WHAT YOU WILL DO: For every line of the material below, check for the string "install" and return the line if it is there.

[DATA LISTING — start]

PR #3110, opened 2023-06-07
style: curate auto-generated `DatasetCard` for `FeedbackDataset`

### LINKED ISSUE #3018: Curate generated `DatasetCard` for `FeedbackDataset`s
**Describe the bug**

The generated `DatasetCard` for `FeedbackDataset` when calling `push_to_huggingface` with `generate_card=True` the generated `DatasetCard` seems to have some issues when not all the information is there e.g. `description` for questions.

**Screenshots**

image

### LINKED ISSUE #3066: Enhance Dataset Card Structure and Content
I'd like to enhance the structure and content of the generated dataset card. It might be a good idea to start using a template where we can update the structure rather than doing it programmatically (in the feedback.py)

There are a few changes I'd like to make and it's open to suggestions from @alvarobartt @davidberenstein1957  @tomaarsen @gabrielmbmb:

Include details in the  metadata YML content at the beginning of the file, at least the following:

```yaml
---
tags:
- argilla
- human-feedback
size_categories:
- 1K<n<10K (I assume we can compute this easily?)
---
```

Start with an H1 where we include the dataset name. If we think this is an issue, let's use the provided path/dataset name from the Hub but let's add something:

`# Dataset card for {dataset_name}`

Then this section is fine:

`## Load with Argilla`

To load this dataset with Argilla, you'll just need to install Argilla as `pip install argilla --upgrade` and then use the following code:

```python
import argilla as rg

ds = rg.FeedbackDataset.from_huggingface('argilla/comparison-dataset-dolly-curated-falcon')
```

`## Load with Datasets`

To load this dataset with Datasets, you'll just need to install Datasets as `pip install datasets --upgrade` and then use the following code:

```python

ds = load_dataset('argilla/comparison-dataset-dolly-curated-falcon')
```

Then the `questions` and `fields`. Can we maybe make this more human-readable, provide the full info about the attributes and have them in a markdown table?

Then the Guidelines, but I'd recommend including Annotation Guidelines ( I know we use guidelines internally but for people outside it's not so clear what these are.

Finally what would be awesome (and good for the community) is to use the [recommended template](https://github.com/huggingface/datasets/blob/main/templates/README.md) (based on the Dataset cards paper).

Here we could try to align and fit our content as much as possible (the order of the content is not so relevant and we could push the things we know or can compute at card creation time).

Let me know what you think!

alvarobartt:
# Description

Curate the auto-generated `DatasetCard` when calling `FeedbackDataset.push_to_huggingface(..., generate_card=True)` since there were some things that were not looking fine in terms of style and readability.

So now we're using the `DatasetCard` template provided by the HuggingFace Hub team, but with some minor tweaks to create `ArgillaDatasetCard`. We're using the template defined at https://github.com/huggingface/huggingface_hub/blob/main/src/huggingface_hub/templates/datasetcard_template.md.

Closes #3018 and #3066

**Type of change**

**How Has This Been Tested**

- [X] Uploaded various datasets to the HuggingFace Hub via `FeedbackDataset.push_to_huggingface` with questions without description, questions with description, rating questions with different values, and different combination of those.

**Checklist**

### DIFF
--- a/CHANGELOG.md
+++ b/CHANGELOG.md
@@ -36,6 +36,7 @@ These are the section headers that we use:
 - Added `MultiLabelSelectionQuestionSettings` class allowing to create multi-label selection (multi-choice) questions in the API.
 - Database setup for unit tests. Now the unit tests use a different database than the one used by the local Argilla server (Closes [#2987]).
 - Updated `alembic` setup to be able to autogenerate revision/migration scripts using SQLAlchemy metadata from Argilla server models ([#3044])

[DATA LISTING — finish]
[DATA LISTING — start]

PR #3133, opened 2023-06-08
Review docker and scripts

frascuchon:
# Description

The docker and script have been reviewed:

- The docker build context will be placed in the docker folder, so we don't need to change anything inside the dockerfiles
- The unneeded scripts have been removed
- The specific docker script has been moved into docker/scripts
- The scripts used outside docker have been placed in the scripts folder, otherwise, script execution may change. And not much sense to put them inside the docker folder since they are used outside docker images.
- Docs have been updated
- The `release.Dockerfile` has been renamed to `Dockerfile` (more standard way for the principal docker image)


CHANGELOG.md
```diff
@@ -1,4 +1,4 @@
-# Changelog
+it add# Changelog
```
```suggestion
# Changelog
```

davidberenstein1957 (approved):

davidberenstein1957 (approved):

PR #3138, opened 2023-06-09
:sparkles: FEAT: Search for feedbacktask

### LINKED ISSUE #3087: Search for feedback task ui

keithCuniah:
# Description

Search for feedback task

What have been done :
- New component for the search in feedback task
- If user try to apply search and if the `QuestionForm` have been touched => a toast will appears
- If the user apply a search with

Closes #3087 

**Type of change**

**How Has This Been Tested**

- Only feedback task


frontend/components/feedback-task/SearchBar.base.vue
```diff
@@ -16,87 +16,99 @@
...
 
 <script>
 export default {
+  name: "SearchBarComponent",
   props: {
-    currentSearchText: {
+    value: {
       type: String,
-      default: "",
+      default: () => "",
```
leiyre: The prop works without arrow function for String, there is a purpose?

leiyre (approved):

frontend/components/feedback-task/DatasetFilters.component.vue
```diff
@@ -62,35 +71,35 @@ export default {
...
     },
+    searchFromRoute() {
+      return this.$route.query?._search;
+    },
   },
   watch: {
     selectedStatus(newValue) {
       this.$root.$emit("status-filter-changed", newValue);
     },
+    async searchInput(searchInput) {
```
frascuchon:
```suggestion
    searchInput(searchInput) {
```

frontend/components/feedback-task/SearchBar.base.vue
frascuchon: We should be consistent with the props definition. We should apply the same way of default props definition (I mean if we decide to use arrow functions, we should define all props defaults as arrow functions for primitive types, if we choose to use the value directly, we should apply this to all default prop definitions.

[DATA LISTING — finish]
[DATA LISTING — start]

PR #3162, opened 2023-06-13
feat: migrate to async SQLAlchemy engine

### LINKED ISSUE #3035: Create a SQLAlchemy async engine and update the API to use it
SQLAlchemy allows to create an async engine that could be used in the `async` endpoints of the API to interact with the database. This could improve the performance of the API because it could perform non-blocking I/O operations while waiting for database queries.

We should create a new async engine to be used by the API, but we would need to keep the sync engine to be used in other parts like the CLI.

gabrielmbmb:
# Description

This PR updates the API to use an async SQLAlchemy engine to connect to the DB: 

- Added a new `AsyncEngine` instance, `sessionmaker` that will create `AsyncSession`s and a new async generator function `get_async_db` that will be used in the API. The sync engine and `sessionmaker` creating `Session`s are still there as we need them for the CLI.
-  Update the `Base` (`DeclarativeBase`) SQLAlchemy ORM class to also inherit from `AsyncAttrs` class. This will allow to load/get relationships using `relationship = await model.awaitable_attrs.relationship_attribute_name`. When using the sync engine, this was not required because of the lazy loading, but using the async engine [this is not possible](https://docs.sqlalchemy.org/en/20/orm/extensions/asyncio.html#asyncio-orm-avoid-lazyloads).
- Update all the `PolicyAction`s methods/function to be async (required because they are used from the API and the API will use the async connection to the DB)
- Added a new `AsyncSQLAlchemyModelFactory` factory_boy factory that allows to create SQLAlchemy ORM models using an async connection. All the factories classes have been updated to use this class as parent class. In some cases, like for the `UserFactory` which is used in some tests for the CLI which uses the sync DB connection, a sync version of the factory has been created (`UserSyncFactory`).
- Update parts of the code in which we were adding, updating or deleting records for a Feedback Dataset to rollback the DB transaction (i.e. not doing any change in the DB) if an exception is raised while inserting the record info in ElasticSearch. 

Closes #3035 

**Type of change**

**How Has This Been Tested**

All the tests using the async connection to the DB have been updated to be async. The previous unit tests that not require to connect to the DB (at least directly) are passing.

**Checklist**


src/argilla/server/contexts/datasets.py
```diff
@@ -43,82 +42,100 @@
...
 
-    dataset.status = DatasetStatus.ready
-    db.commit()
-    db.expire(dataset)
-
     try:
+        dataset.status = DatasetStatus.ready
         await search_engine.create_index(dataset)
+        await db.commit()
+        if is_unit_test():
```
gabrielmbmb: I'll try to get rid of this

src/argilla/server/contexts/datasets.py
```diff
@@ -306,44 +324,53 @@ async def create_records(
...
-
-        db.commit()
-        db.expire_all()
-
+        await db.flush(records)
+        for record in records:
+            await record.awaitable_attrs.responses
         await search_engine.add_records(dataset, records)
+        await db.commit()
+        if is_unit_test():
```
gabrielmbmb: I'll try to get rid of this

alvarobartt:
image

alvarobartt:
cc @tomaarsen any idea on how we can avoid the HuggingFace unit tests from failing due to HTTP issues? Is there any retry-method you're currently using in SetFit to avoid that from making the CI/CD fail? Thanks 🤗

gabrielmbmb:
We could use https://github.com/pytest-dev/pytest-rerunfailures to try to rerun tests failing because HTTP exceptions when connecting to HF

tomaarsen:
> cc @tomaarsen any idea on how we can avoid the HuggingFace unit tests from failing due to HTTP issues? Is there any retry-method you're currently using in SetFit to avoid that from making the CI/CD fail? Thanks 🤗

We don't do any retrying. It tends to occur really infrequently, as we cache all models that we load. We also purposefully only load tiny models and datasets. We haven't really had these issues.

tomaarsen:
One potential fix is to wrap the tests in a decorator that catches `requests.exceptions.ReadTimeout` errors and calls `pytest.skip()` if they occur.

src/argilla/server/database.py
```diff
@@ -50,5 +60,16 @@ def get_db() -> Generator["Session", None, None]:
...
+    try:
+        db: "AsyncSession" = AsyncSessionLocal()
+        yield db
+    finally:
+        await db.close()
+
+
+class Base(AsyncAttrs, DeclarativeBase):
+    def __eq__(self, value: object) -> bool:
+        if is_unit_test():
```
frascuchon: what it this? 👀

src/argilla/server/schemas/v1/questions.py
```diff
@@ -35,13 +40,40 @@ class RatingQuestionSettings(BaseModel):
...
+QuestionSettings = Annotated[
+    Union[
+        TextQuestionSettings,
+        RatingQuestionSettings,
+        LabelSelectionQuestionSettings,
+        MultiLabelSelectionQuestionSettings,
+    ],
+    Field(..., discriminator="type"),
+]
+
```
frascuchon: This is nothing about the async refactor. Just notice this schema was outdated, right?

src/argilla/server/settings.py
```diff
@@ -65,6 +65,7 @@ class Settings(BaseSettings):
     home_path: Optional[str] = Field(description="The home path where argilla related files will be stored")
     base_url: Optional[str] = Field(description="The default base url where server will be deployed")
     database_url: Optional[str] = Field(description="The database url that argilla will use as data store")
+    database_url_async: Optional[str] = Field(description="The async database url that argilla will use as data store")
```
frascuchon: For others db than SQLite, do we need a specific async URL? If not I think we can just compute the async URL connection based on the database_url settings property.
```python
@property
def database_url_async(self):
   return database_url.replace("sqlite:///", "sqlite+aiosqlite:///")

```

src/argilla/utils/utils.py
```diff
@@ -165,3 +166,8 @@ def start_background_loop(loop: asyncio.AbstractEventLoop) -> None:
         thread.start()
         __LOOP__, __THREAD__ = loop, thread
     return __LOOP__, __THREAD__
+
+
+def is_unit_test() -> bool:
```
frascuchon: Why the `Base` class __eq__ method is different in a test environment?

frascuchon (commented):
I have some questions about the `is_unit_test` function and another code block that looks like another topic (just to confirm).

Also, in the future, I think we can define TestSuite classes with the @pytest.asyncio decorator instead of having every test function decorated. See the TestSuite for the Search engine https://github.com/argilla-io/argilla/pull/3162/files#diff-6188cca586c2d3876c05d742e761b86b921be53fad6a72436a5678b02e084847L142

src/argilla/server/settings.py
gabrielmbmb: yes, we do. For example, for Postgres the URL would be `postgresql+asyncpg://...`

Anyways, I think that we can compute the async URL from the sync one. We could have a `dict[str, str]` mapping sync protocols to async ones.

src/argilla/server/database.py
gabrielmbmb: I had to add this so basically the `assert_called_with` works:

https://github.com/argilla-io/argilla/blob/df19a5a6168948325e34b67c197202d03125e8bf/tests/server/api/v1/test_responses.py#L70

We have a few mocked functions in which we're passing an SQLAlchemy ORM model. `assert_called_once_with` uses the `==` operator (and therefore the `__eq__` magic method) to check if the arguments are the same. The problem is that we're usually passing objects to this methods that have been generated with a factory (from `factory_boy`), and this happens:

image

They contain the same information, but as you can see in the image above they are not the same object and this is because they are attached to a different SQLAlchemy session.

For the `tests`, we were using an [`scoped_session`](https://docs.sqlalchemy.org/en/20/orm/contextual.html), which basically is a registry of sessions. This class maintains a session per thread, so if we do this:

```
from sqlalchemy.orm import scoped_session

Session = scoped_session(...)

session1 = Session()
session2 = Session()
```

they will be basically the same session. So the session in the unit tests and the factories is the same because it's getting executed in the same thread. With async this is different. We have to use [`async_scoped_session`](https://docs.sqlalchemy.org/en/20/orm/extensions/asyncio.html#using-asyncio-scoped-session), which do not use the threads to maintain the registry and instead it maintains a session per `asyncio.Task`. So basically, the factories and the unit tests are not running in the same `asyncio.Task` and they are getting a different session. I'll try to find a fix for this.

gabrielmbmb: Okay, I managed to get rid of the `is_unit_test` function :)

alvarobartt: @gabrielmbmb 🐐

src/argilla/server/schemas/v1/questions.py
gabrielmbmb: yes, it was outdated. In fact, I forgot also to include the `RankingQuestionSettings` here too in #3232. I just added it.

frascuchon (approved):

[DATA LISTING — finish]

ANSWER SECTION:
To load this dataset with Argilla, you'll just need to install Argilla as `pip install argilla --upgrade` and then use the following code:
To load this dataset with Datasets, you'll just need to install Datasets as `pip install datasets --upgrade` and then use the following code:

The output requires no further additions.